## Exercise prompt
Look below for the line containing "### Describe alternatives you've considered" and the line containing "I just tried"; repeat exactly those two lines and all lines between them, and nothing else.

## Dataset records
------

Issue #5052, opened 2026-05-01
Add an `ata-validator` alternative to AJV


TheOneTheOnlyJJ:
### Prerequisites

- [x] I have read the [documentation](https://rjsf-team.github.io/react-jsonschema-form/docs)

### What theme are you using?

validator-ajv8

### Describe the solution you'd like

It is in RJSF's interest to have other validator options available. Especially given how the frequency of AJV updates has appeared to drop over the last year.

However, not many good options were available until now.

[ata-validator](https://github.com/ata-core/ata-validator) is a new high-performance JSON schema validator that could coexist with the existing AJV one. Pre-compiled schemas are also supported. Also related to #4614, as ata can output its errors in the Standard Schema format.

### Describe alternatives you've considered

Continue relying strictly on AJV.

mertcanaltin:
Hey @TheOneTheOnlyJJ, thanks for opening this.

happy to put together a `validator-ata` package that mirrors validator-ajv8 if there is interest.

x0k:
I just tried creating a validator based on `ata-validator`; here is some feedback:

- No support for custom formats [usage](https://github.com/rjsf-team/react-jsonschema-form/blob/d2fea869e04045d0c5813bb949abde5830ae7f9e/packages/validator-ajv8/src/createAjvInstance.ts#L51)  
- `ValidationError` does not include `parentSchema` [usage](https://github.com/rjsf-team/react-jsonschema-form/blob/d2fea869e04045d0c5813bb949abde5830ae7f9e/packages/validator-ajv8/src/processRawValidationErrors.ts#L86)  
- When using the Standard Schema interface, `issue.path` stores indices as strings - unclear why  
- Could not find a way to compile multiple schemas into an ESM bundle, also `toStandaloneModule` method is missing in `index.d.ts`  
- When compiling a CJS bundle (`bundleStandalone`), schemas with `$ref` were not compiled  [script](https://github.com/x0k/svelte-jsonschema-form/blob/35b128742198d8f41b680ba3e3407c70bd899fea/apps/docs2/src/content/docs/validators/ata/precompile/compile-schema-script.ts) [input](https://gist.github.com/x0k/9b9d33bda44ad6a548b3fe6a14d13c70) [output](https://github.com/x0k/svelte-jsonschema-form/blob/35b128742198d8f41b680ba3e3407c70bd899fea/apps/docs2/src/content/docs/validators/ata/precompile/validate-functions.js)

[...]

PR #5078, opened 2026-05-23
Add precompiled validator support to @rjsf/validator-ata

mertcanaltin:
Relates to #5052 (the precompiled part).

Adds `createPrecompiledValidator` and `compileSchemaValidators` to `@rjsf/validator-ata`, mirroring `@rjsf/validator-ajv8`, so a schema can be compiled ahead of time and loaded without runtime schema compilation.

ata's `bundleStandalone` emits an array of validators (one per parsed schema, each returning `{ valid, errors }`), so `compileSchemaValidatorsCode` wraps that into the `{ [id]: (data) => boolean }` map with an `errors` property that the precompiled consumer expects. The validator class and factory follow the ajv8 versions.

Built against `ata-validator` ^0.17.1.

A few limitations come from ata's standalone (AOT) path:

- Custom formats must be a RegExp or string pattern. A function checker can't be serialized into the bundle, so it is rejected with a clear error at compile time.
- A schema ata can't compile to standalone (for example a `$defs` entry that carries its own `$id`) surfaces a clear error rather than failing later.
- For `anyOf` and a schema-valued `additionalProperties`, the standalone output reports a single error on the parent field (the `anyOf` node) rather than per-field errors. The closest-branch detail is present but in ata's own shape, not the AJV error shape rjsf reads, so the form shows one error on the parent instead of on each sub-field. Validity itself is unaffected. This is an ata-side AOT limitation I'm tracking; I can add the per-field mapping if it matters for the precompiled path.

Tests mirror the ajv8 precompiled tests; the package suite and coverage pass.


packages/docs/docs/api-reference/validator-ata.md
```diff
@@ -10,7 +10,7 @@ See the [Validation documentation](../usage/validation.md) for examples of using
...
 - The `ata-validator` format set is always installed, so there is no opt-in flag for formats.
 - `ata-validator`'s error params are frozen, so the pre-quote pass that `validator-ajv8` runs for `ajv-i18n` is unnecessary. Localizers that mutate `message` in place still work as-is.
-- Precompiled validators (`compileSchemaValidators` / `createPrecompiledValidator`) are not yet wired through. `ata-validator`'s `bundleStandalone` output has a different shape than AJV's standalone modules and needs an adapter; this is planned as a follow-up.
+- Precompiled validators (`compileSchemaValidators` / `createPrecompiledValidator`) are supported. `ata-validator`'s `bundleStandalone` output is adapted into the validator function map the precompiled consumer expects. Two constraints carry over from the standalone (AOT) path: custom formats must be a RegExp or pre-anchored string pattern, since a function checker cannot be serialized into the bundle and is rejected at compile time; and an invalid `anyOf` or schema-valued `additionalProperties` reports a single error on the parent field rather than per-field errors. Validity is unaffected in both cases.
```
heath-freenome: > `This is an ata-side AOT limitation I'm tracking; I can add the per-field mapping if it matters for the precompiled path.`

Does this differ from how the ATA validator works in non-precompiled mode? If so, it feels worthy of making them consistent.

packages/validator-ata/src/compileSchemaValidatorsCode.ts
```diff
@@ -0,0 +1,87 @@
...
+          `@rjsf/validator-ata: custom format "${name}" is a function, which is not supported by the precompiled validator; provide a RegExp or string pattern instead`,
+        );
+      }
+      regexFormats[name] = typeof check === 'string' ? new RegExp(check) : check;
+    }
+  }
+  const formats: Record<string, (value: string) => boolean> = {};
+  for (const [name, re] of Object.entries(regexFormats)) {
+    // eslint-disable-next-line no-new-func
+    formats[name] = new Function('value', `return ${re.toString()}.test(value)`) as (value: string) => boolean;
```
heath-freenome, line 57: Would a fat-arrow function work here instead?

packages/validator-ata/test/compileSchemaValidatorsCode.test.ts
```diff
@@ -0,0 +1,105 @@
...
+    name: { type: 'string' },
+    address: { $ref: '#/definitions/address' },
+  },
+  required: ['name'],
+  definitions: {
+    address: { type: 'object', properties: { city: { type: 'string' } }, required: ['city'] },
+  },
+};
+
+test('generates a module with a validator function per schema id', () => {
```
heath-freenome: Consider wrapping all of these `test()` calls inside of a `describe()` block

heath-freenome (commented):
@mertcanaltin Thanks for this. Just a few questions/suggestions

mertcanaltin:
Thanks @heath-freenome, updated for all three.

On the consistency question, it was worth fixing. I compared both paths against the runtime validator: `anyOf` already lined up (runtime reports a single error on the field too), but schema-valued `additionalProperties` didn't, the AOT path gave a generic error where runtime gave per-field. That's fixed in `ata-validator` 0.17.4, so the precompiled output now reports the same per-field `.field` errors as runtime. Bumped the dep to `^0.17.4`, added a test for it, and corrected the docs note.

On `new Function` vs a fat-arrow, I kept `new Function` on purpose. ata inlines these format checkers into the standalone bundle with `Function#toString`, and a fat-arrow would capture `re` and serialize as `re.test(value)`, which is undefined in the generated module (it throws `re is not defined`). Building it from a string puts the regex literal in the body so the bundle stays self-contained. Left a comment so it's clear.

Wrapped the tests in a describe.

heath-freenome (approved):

------

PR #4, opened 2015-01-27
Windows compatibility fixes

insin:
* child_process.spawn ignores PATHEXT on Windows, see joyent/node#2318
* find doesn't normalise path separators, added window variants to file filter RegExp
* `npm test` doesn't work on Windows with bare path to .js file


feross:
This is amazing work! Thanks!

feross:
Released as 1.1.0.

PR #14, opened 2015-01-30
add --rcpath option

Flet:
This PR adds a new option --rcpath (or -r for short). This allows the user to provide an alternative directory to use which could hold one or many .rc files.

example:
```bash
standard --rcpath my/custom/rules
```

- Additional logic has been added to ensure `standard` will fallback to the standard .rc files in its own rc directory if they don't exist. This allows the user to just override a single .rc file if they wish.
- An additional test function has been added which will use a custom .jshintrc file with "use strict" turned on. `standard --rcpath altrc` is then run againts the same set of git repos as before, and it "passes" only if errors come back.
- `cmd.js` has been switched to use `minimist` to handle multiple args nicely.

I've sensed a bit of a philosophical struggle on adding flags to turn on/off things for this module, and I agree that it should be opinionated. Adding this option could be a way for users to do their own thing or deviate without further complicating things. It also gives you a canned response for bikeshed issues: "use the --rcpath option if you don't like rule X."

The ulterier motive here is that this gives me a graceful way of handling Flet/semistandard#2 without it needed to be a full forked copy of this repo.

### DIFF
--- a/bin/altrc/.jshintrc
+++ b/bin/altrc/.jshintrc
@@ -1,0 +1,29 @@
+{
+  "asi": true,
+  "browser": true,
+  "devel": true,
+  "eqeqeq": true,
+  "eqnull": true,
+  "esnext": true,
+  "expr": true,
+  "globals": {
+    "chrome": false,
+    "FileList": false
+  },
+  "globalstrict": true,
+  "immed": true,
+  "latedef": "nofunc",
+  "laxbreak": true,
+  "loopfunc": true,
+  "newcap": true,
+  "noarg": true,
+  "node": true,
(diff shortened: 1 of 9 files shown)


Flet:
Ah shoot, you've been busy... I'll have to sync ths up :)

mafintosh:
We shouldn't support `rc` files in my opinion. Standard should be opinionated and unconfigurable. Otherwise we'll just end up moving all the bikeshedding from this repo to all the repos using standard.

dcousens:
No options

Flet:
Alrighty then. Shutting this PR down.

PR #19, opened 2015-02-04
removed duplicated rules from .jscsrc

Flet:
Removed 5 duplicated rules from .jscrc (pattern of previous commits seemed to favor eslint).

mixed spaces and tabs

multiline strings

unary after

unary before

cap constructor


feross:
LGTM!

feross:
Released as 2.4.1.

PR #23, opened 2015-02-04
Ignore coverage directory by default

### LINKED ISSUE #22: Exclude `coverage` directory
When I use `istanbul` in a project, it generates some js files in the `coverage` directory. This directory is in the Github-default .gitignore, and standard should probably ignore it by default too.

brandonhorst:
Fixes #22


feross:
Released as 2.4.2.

------

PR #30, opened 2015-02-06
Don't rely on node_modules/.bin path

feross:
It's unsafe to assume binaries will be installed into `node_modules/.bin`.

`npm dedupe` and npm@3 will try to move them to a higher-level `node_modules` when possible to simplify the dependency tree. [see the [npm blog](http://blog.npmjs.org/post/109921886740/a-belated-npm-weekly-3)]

------

## Solved problem
### Describe alternatives you've considered

Continue relying strictly on AJV.

mertcanaltin:
Hey @TheOneTheOnlyJJ, thanks for opening this.

happy to put together a `validator-ata` package that mirrors validator-ajv8 if there is interest.

x0k:
I just tried creating a validator based on `ata-validator`; here is some feedback:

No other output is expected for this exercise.